= Activity =
What lines of the data hold the string "lane"? Pull each one out.

= Data for this task =
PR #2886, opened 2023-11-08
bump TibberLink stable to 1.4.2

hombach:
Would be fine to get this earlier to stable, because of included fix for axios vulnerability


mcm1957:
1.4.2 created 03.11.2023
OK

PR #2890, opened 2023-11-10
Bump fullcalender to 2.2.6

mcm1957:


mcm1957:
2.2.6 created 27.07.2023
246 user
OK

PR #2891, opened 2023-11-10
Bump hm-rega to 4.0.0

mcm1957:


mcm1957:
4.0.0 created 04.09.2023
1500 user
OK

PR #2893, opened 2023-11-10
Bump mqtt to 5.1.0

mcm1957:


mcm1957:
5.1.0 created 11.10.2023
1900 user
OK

==

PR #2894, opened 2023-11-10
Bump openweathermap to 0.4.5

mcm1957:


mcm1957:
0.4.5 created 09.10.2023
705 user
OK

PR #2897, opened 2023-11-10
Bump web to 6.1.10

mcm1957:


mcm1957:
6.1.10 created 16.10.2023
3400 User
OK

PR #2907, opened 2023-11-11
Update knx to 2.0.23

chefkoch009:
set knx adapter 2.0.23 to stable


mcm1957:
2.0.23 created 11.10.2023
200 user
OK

---

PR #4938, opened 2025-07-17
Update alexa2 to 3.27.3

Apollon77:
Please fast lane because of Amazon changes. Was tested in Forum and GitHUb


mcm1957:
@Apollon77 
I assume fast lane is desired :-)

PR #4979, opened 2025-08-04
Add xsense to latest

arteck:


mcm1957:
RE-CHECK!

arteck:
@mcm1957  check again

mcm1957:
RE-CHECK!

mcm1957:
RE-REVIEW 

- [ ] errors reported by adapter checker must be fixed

= Answer below =
Please fast lane because of Amazon changes. Was tested in Forum and GitHUb
I assume fast lane is desired :-)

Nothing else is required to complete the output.